Dataset section:
--- START ---

PR #666, opened 2022-03-15
temporarily disable toascii

### LINKED ISSUE #667: current documentation discusses gfxrecon-toascii
Current **GFXReconstruct** documentation includes references to `gfxrecon-toascii`:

--- END ---

What to work on: Produce an identical printout of the material above.

Output below:
PR #666, opened 2022-03-15
temporarily disable toascii

### LINKED ISSUE #667: current documentation discusses gfxrecon-toascii
Current **GFXReconstruct** documentation includes references to `gfxrecon-toascii`:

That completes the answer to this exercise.